With ten years and ten coins passed, you request the ninety remaining coins from the “safe place” to purchase your new retirement home. You are suddenly shocked to learn that they are no longer in the “safe place” and your government has actually spent your coins on “worthy programs and projects”. You are told the “safe place” has many other forms of wealth like the Lincoln monument and National forests, and they exist as collateral “just in case”. In the mean time you will either have to wait until a new higher tax is passed on those still working, or you can accept ninety 30% size coins today. You are told that not only did the government spend your coins to “fund the fight against terrorism”; they also learned how to simply issue more promises to pay (Treasury Bonds) without even having any more coins to spend. So, since all of the outstanding Treasuries were not backed by real wealth (e.g. gold coins), you could only receive 30% of your original “pile” of wealth that they might be able to scrape up, if you insisted upon redemption today.

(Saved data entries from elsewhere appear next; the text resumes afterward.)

PR #93, opened 2022-10-04
Use Quick API to get Host status first during Inventory

vfebvre:
Improve initial fix for Hosts REST API time out issue:
https://github.com/ManageIQ/manageiq-providers-ibm_power_hmc/pull/76

The initial fix consisted in making the time out value configurable.

Here, to avoid time out cases with the big "ManagedSystems" API call altogether, we make a call to the "all hosts" Quick API first, so we are able to check the connection status of each Host before making individual calls to the normal REST API for each Host that has a "normal" status. For disconnected hosts or hosts that failed authentication, we would still build a DB entry, but with the limited info subset we get from the Quick API.

image


app/models/manageiq/providers/ibm_power_hmc/inventory/parser/infra_manager.rb
```diff
@@ -33,6 +34,37 @@ def parse_cecs
...
+      mtype_model, serial = sys["MTMS"].split("*")
+      host = persister.hosts.build(
+        :uid_ems             => sys["UUID"],
+        :ems_ref             => sys["UUID"],
+        :name                => sys["SystemName"],
+        :hypervisor_hostname => sys["MTMS"],
+        :ipaddress           => sys["IPAddress"],
+        :power_state         => lookup_power_state(sys["State"]),
+        :vmm_vendor          => "ibm_power_hmc",
+        :type                => ManageIQ::Providers::IbmPowerHmc::InfraManager::Host.name
```
agrare, line 48: A. This should be built automatically by the persister builder auto_sti_class method
B. If you do have to manually provider a type name you can just use the string `"ManageIQ::Providers::IbmPowerHmc::InfraManager::Host"` going to the `class.name` is just overhead

```suggestion
```

vfebvre: Ok, I have removed the line for both available and unavailable hosts.

agrare (approved):

PR #97, opened 2022-10-10
fix error path when collecting storage pools

dberg1:
Bug introduced in https://github.com/ManageIQ/manageiq-providers-ibm_power_hmc/pull/89


jaywcarman (approved):
LGTM

PR #98, opened 2022-10-10
Add physical I/O adapters to VMs

dberg1:
In PowerVM, it is possible to assign physical I/O adapters to a partition (VIOS or LPAR) using the IOMMU.
The HMC shows the physical I/O adapters attached to a partition like this:
image

With this change, we see them from MIQ like so:
image

### DIFF
--- a/app/models/manageiq/providers/ibm_power_hmc/inventory/parser/infra_manager.rb
+++ b/app/models/manageiq/providers/ibm_power_hmc/inventory/parser/infra_manager.rb
@@ -243,6 +243,7 @@ class ManageIQ::Providers::IbmPowerHmc::Inventory::Parser::InfraManager < Manage
     persister.hardwares.build(
       :vm_or_template  => vm,
       :memory_mb       => lpar.memory,
+      :cpu_type        => "ppc64",
       :cpu_total_cores => lpar.dedicated.eql?("true") ? lpar.procs.to_i : lpar.vprocs.to_i
     )
   end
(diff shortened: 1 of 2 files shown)


app/models/manageiq/providers/ibm_power_hmc/inventory/parser/infra_manager.rb
```diff
@@ -335,6 +336,20 @@ def parse_vm_guest_devices(lpar, hardware)
...
     end
+
+    # Physical adapters can be assigned to VIOSes and LPARs using IOMMU.
+    lpar.io_adapters.each do |io|
+      persister.guest_devices.build(
+        :hardware        => hardware,
+        :uid_ems         => io.dr_name,
+        :device_type     => "physical_port",
+        :controller_type => "IO",
+        :device_name     => "Adapter",
```
agrare, line 347: The `device_name` is usually something unique to each device, is `io.dr_name` something that could be added here like `"Adapter #{io.dr_name}"` ?

dberg1: Yes. The reason I did this is that it does not render very well in the UI with the same information being displayed twice since we are also using the DR name as the location (it's the slot on the bus).

image

I'm ok either way.

agrare: Ah okay, I'm fine with this then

By this time you are steaming with anger and demand an explanation. You were very skeptical about the inflation conundrum, but because you were a savvy investor and were not concerned about those who may have produced just as much in their lives and received less than you, you were fine with that arrangement. But when you learned that your government issued bonds that were only as good as a future “promise to pay” from those still working and were really worth nothing today because all of the real wealth left in the “safe place” is not redeemable (e.g. The national forests) you wanted revenge!

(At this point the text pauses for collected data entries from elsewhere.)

PR #99, opened 2022-10-11
use new modify_object api to rename LPARs and VIOSes

dberg1:
Renaming was only supported for LPARs (because the HMC SDK does not have a `rename_vios` method).
The HMC SDK now exports a generic `modify_object` method that allows to modify any attribute of any supported object types.

### DIFF
--- a/app/models/manageiq/providers/ibm_power_hmc/infra_manager/vm.rb
+++ b/app/models/manageiq/providers/ibm_power_hmc/infra_manager/vm.rb
@@ -8,7 +8,7 @@ class ManageIQ::Providers::IbmPowerHmc::InfraManager::Vm < ManageIQ::Providers::
   end
 
   supports :rename do
-    unsupported_reason_add(:rename, _("Host is not HMC-managed")) unless host.hmc_managed
+    unsupported_reason_add(:rename, _("Host is not HMC-managed")) unless host_hmc_managed
   end
 
   supports :native_console do
--- a/app/models/manageiq/providers/ibm_power_hmc/infra_manager/vm.rb
+++ b/app/models/manageiq/providers/ibm_power_hmc/infra_manager/vm.rb
@@ -7,6 +7,10 @@ class ManageIQ::Providers::IbmPowerHmc::InfraManager::Vm < ManageIQ::Providers::
     unsupported_reason_add(:control, _("Host is not HMC-managed")) unless host_hmc_managed
   end
 
+  supports :rename do
+    unsupported_reason_add(:rename, _("Host is not HMC-managed")) unless host.hmc_managed
+  end
+
   supports :native_console do
     reason ||= _("VM Console not supported because VM is orphaned") if orphaned?
     reason ||= _("VM Console not supported because VM is archived") if archived?
@@ -43,7 +47,15 @@ class ManageIQ::Providers::IbmPowerHmc::InfraManager::Vm < ManageIQ::Providers::
   def raw_suspend
   end
 
-  def raw_rename
+  def raw_rename(new_name)
+    ext_management_system.with_provider_connection do |connection|
+      connection.modify_object do
+        provider_object(connection).tap { |lpar| lpar.name = new_name }
+      end
+    rescue IbmPowerHmc::Connection::HttpError => e
+      $ibm_power_hmc_log.error("error renaming LPAR #{ems_ref} to #{new_name}: #{e}")
+      raise
+    end
   end
 
   # See LogicalPartitionState.Enum (/rest/api/web/schema/inc/Enumerations.xsd)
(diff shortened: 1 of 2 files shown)


app/models/manageiq/providers/ibm_power_hmc/infra_manager/vm.rb
```diff
@@ -7,6 +7,10 @@ class ManageIQ::Providers::IbmPowerHmc::InfraManager::Vm < ManageIQ::Providers::
     unsupported_reason_add(:control, _("Host is not HMC-managed")) unless host_hmc_managed
   end
 
+  supports :rename do
+    unsupported_reason_add(:rename, _("Host is not HMC-managed")) unless host.hmc_managed
```
agrare, line 11: Above you use `host_hmc_managed` and here you use `host.hmc_managed` I think we should be consistent and probably prefer using the delegate (if host is `nil` for example this will fail and that will work)
```suggestion
    unsupported_reason_add(:rename, _("Host is not HMC-managed")) unless host_hmc_managed
```

dberg1: Yeah that makes sense, good catch!

app/models/manageiq/providers/ibm_power_hmc/infra_manager/vm.rb
```diff
@@ -43,7 +47,15 @@ def raw_destroy
...
   end
 
-  def raw_rename
+  def raw_rename(new_name)
+    ext_management_system.with_provider_connection do |connection|
+      connection.modify_object do
+        provider_object(connection).tap { |lpar| lpar.name = new_name }
+      end
+    rescue IbmPowerHmc::Connection::HttpError => e
+      $ibm_power_hmc_log.error("error renaming LPAR #{ems_ref} to #{new_name}: #{e}")
```
jaywcarman, line 56: Minor observation: This error could come from both Lpar and Vios, so this error message might be a little confusing. Same for the `lpar` variable on line 53 above.

jaywcarman (approved):
LGTM

app/models/manageiq/providers/ibm_power_hmc/infra_manager/vm.rb
dberg1: Yes, we are sometimes using the term LPAR as a generic term that also includes VIOSes (VIOSes being considered a special case of logical partition in this case, if that makes sense). I am not sure what generic term would fit best. Maybe just "partition"

dberg1: The HMC XML schema has a `BasePartition` type that is inherited by `VirtualIOServer` and `LogicalPartition`:
https://github.com/IBM/ibm_power_hmc_sdk_ruby/blob/e826b32fd5693169478f9a28218c3e2098f24df8/lib/ibm_power_hmc/parser.rb#L405

app/models/manageiq/providers/ibm_power_hmc/infra_manager/vm.rb
```diff
@@ -96,4 +101,21 @@ def cpu_mhz_available?
...
+  private
+
+  def modify_attrs(attrs = {})
+    ext_management_system.with_provider_connection do |connection|
+      connection.modify_object do
+        provider_object(connection).tap do |obj|
+          attrs.each do |key, value|
+            obj.send("#{key}=", value)
+          end
+        end
```
agrare, line 114: This is fine for now but will only work for top-level attributes.  I think longer term it would be simpler to just yield the provider_object to the caller and let it set what it wants:
```suggestion
        yield provider_object(connection)
```

```
modify_attrs { |vm| vm.name = new_name }
```

dberg1: The provider object is the SDK object. The way it works in the HMC SDK is that we define `=` accessors that modify the correct elements in the XML. This is not necessarily a top-level attribute.

agrare: What if you wanted to set `vm.foo.bar=something` so a nested attribute?  There might not be any right now but that doesn't mean there won't be in the future

dberg1: The reason I implemented this generic method is that I want to reuse it for `raw_set_description` which is very similar to `raw_rename` except it will change the `description` attribute.

agrare (approved):
Looks good for now, I think we should revisit passing a hash vs yielding the object to modify in the future

app/models/manageiq/providers/ibm_power_hmc/infra_manager/vm.rb
jaywcarman: Makes sense - thanks for the clarification!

Just to test the logic in a different venue… You live in a “barter only” community and want to fund your government. Rather than “taxing” anyone, you can insist all in the community “loan” the government 30% of their production each year in exchange for a bond that was redeemable for exactly the production that was loaned, plus a bit of interest. What a novel and prosperous idea! You could live happily under this condition continually building up an extraordinary “pile” of wealth (the bonds), UNTIL someone wanted to cash in his or her mini “pile” of wealth. You would soon realize the ONLY way the wealth could be redeemed to the bondholder is by INCREASING the existing 30% “bond investment” rate on all those working and gradually TRANSFER that wealth to the redeeming bondholder. You quickly learn there is no collateral “pile” of wealth associated with the government bonds at all. There is no incremental value to these bonds that all in the community are holding. You conclude that you have been defrauded, and learn all of the government bonds are an ILLUSION of wealth to the community.


The story has a very painful ending. Citizens in the community start shooting at each other trying desperately to secure their little wealth “piles” that were kept in the “safe place” promised by their government. They finally elect a former military general, and empower him to make logical decisions assigning everyone a fitting job and to ensure the produce from everyone’s work efforts is distributed in an “equitable” manner.

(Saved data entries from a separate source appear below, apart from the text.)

PR #100, opened 2022-10-11
Add HMC shared processor pools to inventory as 'resource pools'

vfebvre:
Add HMC shared processor pools to inventory as 'resource pools'

HMC view of shared processor pools for a single host:
image

ManageIQ list view
image

ManageIQ single resource pool view
image

Implementation notes:
 - CPU reserve has to be an integer in ManageIQ but the HMC can allocate processor units with a granularity of 0.01 CPU
 - ems_ref is made up from both the Host UUID and the Pool UUID. We need to pass the Host UUID from the Event Target Parser to the Targeted Collector
 - Each host has 64 shared processor pools by default. For the inventory, we ignore those that still have the default settings, i.e. name as "SharedPoolXX" and maximum CPU set to 0.


vfebvre:
@miq-bot PR rebased

vfebvre:
@miq-bot remove_label unmergeable

vfebvre:
@miq-bot wip

agrare (approved):

Issue #103, opened 2022-10-13
Investigate the use of HMC extended groups (?group=) to reduce collection time


dberg1:
The HMC REST API supports extended groups for ManagedSystem, LogicalPartition and VirtualIOServer.

https://www.ibm.com/docs/en/power10/000V-HMC?topic=apis-managed-system

> Certain attribute always make calls to the underlying layer to get the data. These attributes will not be cached and populated in REST API unless user requested it.

Specifying `?group=None` saves a lot of time by avoiding these underlying layer queries:
```
2.7.2 :004 > Benchmark.measure { hc.request(:get, "/rest/api/uom/ManagedSystem") }.real
 => 2.741922002984211
2.7.2 :007 > Benchmark.measure { hc.request(:get, "/rest/api/uom/ManagedSystem?group=None") }.real
 => 0.5908163790591061
```

```
2.7.2 :015 > Benchmark.measure { hc.request(:get, "/rest/api/uom/VirtualIOServer") }.real
 => 1.5820963489823043
2.7.2 :019 > Benchmark.measure { hc.request(:get, "/rest/api/uom/VirtualIOServer?group=None") }.real
 => 0.2367262989282608
```
Unfortunately, for VIOSes, we gather mappings and storage so we may not be able to use `?group=None` here.
We need to check if the attributes we collect for managed systems are part of extended groups or not.

dberg1:
For LPARs, I believe we can use `?group=None`. The only difference is that it does not return the bootlist which we are not using anyway.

Our fiat currency is being destroyed via two means: Inflation and extraordinary credit expansion (overvalued real estate, credit securities, and stock, government debt, and etc.). Inflation is a despicable, insidious, grinding, gradual, fraudulent means to create distorted market signals and inconspicuously redistribute earned wealth from the un-savvy to the savvy. HOWEVER, Bubbles (in bonds, stock, or real estate) when blown and exacerbated by further credit expansion can only end in a painful way. They are an ORDER OF MAGNITUDE more dangerous than simple monetary inflation. They always represent an illusion. The larger they are, the more severe the ultimate adjustment is when discovered. By my calculations the size of the US aggregate bubble today (approx. 35-40% overvaluation) is greater than any in the history of the Republic. When the discovery becomes broadly known, the collapse may be so painful that the integrity of a Republic itself may be at risk… Capitalism, free market, and democracy may be associated with massive failure. We have Dr. Alan “Bubbles” Greenspan and those in government who have empowered him over the years to thank.